### TASK DIRECTIONS
In the records that follow, find each line with the word "empty" and copy it.

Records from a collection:
PR #1103, opened 2021-02-02
Some prep to start enabling test suites...

DFurnes:
### What's this PR do?

This pull request adds some fixes that I needed to make while working on getting `SignupTest` working.

I'd recommend reviewing commit-by-commit for context!

I'll drop some comments into the diff!

### Relevant tickets

### Checklist

### DIFF
--- a/app/Models/Action.php
+++ b/app/Models/Action.php
@@ -7,6 +7,13 @@ use Illuminate\Database\Eloquent\Model;
 class Action extends Model
 {
     /**
+     * The database connection that should be used by the model.
+     *
+     * @var string
+     */
+    protected $connection = 'mysql';
+
+    /**
      * The attributes that should be cast to native types.
      *
      * @var array
--- a/app/Policies/CampaignPolicy.php
+++ b/app/Policies/CampaignPolicy.php
@@ -1,0 +1,23 @@
+<?php
+
+namespace App\Policies;
+
+use App\Models\Campaign;
+use Illuminate\Auth\Access\HandlesAuthorization;
+
+class CampaignPolicy
+{
+    use HandlesAuthorization;
+
+    /**
+     * Determine if the given post can be updated by the user.
+     *
+     * @param  Illuminate\Contracts\Auth\Authenticatable $user
+     * @param  App\Models\Campaign $campaign
+     * @return bool
+     */
+    public function update($user, Campaign $campaign)
+    {
+        return is_staff_user();
+    }
+}
--- a/app/helpers.php
+++ b/app/helpers.php
@@ -1,5 +1,7 @@
 <?php
 
+use App\Auth\Role;
+use App\Auth\Scope;
 use App\Auth\Entities\ClientEntity;
 use App\Auth\Normalizer;
 use App\Auth\Repositories\AccessTokenRepository;
@@ -7,6 +9,7 @@ use App\Auth\Repositories\KeyRepository;
 use App\Auth\Repositories\ScopeRepository;
 use App\Models\Client;
 use Carbon\Carbon;
+use Illuminate\Support\Facades\Auth;
 use Illuminate\Support\HtmlString;
 use Illuminate\Support\Str;
 use libphonenumber\PhoneNumber;
@@ -539,17 +542,11 @@ function getAgeFromBirthdate($birthdate)
  */
 function getNorthstarId($request)
 {
-    if (
-        token()->role() === 'admin' ||
-        token()->role() === 'staff' ||
-        in_array('admin', token()->scopes())
-    ) {
-        return isset($request['northstar_id'])
-            ? $request['northstar_id']
-            : auth()->id();
+    if (is_admin_user() && !empty($request['northstar_id'])) {
+        return $request['northstar_id'];
     }
 
-    return auth()->id();
+    return Auth::id();
 }
 
 /**
@@ -561,7 +558,7 @@ function getNorthstarId($request)
 function is_admin_user(): bool
 {
     // If this is a machine client, then it's de-facto an admin:
-    if (token()->exists() && !token()->id()) {
+    if (Scope::allows('admin') && !Auth::id()) {
         return true;
     }
 
@@ -576,7 +573,7 @@ function is_admin_user(): bool
  */
 function is_staff_user(): bool
 {
-    return is_admin_user() || optional(auth()->user())->role === 'staff';
+    return is_admin_user() || optional(Auth::user())->role === 'staff';
 }
 
 /**
@@ -587,7 +584,7 @@ function is_staff_user(): bool
  */
 function is_owner($resource): bool
 {
-    return auth()->id() === $resource->northstar_id;
+    return Auth::id() === $resource->northstar_id;
 }
 
 /**
--- a/app/helpers.php
+++ b/app/helpers.php
@@ -1,12 +1,12 @@
 <?php
 
-use App\Auth\Role;
-use App\Auth\Scope;
 use App\Auth\Entities\ClientEntity;
 use App\Auth\Normalizer;
 use App\Auth\Repositories\AccessTokenRepository;
 use App\Auth\Repositories\KeyRepository;
 use App\Auth\Repositories\ScopeRepository;
+use App\Auth\Role;
+use App\Auth\Scope;
 use App\Models\Client;
 use Carbon\Carbon;
 use Illuminate\Support\Facades\Auth;
--- a/app/helpers.php
+++ b/app/helpers.php
@@ -542,7 +542,7 @@ function getAgeFromBirthdate($birthdate)
  */
 function getNorthstarId($request)
 {
-    if (is_admin_user() && !empty($request['northstar_id'])) {
+    if (is_staff_user() && !empty($request['northstar_id'])) {
         return $request['northstar_id'];
     }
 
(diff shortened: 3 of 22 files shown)


app/Models/Action.php
```diff
@@ -6,6 +6,13 @@
 
 class Action extends Model
 {
+    /**
+     * The database connection that should be used by the model.
+     *
+     * @var string
+     */
+    protected $connection = 'mysql';
```
DFurnes, line 14: It seems like we weren't [defaulting to the MySQL connection](https://github.com/DoSomething/northstar/blob/dcb5e941ea2a60ea120894ea1be8a333754a7f89/config/database.php#L17) like I would have expected. Without this, we get some messy exceptions like this whenever interacting with a SQL model:

```
15) SignupTest::testSignupsIndexAsAdminWithOrderBy
Error: Call to a member function prepare() on null

/home/vagrant/Sites/dosomething/vendor/laravel/framework/src/Illuminate/Database/Connection.php:457
/home/vagrant/Sites/dosomething/vendor/laravel/framework/src/Illuminate/Database/Connection.php:662
/home/vagrant/Sites/dosomething/vendor/laravel/framework/src/Illuminate/Database/Connection.php:629
/home/vagrant/Sites/dosomething/vendor/laravel/framework/src/Illuminate/Database/Connection.php:464
/home/vagrant/Sites/dosomething/vendor/laravel/framework/src/Illuminate/Database/Connection.php:416
/home/vagrant/Sites/dosomething/vendor/laravel/framework/src/Illuminate/Database/Query/Processors/Processor.php:32
/home/vagrant/Sites/dosomething/vendor/laravel/framework/src/Illuminate/Database/Query/Builder.php:2705
/home/vagrant/Sites/dosomething/vendor/laravel/framework/src/Illuminate/Database/Eloquent/Builder.php:1385
/home/vagrant/Sites/dosomething/vendor/laravel/framework/src/Illuminate/Database/Eloquent/Model.php:840
/home/vagrant/Sites/dosomething/vendor/laravel/framework/src/Illuminate/Database/Eloquent/Model.php:805
/home/vagrant/Sites/dosomething/vendor/laravel/framework/src/Illuminate/Database/Eloquent/Model.php:668
/home/vagrant/Sites/dosomething/vendor/laravel/framework/src/Illuminate/Database/Eloquent/FactoryBuilder.php:219
/home/vagrant/Sites/dosomething/vendor/laravel/framework/src/Illuminate/Support/Traits/EnumeratesValues.php:176
/home/vagrant/Sites/dosomething/vendor/laravel/framework/src/Illuminate/Database/Eloquent/FactoryBuilder.php:220
/home/vagrant/Sites/dosomething/vendor/laravel/framework/src/Illuminate/Database/Eloquent/FactoryBuilder.php:181
/home/vagrant/Sites/dosomething/database/factories/PostFactory.php:30
/home/vagrant/Sites/dosomething/vendor/laravel/framework/src/Illuminate/Database/Eloquent/FactoryBuilder.php:373
/home/vagrant/Sites/dosomething/vendor/laravel/framework/src/Illuminate/Database/Eloquent/FactoryBuilder.php:291
/home/vagrant/Sites/dosomething/vendor/laravel/framework/src/Illuminate/Database/Eloquent/FactoryBuilder.php:305
/home/vagrant/Sites/dosomething/vendor/laravel/framework/src/Illuminate/Database/Eloquent/Concerns/GuardsAttributes.php:129
/home/vagrant/Sites/dosomething/vendor/laravel/framework/src/Illuminate/Database/Eloquent/FactoryBuilder.php:313
/home/vagrant/Sites/dosomething/vendor/laravel/framework/src/Illuminate/Database/Eloquent/FactoryBuilder.php:242
/home/vagrant/Sites/dosomething/vendor/laravel/framework/src/Illuminate/Database/Eloquent/FactoryBuilder.php:243
/home/vagrant/Sites/dosomething/vendor/laravel/framework/src/Illuminate/Database/Eloquent/FactoryBuilder.php:178
/home/vagrant/Sites/dosomething/tests/Http/SignupTest.php:899
```

app/Policies/CampaignPolicy.php
```diff
@@ -0,0 +1,23 @@
...
+     *
+     * @param  Illuminate\Contracts\Auth\Authenticatable $user
+     * @param  App\Models\Campaign $campaign
+     * @return bool
+     */
+    public function update($user, Campaign $campaign)
+    {
+        return is_staff_user();
+    }
+}
```
DFurnes, line 23: Whoops, we just forgot to copy these [from Rogue](https://github.com/DoSomething/rogue/tree/4d43ca518ab629af0dd0297a772615f8a824350a/app/Policies)!

app/helpers.php
```diff
@@ -539,17 +542,11 @@ function getAgeFromBirthdate($birthdate)
  */
 function getNorthstarId($request)
 {
-    if (
-        token()->role() === 'admin' ||
-        token()->role() === 'staff' ||
```
DFurnes, line 544: I'd like to use Northstar's built-in ([league/oauth2-server](https://github.com/thephpleague/oauth2-server)-based) authentication, rather than trying to use both that & Gateway's [`token()` helper & middleware](https://github.com/DoSomething/gateway/blob/master/docs/server/ResourceServer.md) side by side. For the most part, we'll just be replacing `token()` calls with the equivalent `Role`, `Scope`, or `Auth` static methods.

app/Policies/CampaignPolicy.php
weerd: 😅

database/factories/SignupFactory.php
```diff
@@ -11,7 +11,9 @@
     $faker->addProvider(new FakerNorthstarId($faker));
 
     return [
-        'northstar_id' => factory(User::class)->create(),
+        'northstar_id' => function () {
+            return factory(User::class)->create()->id;
+        },
```
DFurnes, line 16: Laravel will only run the function for an attribute if it's not provided as an override, so by placing this `factory(User::class)` call into a function we avoid creating additional users when we don't have to (e.g. for signups where we've provide the `northstar_id` for an existing user in the overrides array).

tests/CreatesApplication.php
```diff
@@ -55,6 +55,12 @@ public function createApplication()
             'name' => 'DoSomething Staffers Club',
             'leaderId' => new \MongoDB\BSON\ObjectId(),
         ]);
+        $this->graphqlMock
+            ->shouldReceive('getCampaignWebsiteByCampaignId')
+            ->andReturn([
+                'title' => 'Test Example Campaign',
+                'slug' => 'test-example-campaign',
+            ]);
```
DFurnes, line 63: This mock is just copy-pasted from Rogue's [`WithMocks`](https://github.com/DoSomething/rogue/blob/4d43ca518ab629af0dd0297a772615f8a824350a/tests/WithMocks.php#L60-L65) trait!

weerd: 🍝

tests/WithAuthentication.php
```diff
@@ -156,8 +156,10 @@ public function asMachine()
      * @param array $scopes
      * @return $this
      */
-    public function asUser($user, $scopes = [])
-    {
+    public function asUser(
+        $user,
+        $scopes = ['user', 'activity', 'client', 'role:admin', 'write']
+    ) {
```
DFurnes, line 162: We have a lot of tests in Rogue where we create a user & then compare things we do as them to the user (e.g. if I create a signup as this person, does it have their `northstar_id` in the response?). That made the `asNormalUser()` helper less handy, and I didn't want to have to define scopes in every single test.

This defaults to including all reasonable scopes on a request & we can override this argument if we write tests where we only want a subset of these.

app/helpers.php
weerd: So does that mean not checking for `staff` user? Not sure if it's just not necessary.

DFurnes: Oooh, nope that's a bad refactor! 🙈 Yeah, this should use `is_staff_user`.

DFurnes: Fixed in 5bdc4e4b!

database/factories/SignupFactory.php
weerd: Would using `make()` help here? The `make()` method makes the object in memory but never saves it to the database.

DFurnes: My gut says we want to `create` since it acts most similar to production (and if we had something that relied on the user _really_ existing, like a `JOIN` or whatnot it'd work). But for the moment it probably would work...

weerd: ah fair! ok, sounds good

DFurnes: Although these get used for `db:seed`, and I think we'd be bummed to have signups that errored out when calling `$signup->user` because we hadn't saved the user to the database outside of the seeder...

DFurnes: I am curious to think about where `make` could give us a performance boost though! Maybe in test methods?

weerd: Ya, I was thinking while we're moving tests over we should audit where tests use `create()` and see if we actually need the item in the database as part of the test, or we're testing some other functionality and just need a user object. Would definitely speed things up if we find some instances that we can switch to `make()`!

weerd (approved):
Looooooks good to me! 👍  💯

mendelB (approved):
+1 👍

### RESPONSE TO THE TASK
+    if (is_admin_user() && !empty($request['northstar_id'])) {
-    if (is_admin_user() && !empty($request['northstar_id'])) {
+    if (is_staff_user() && !empty($request['northstar_id'])) {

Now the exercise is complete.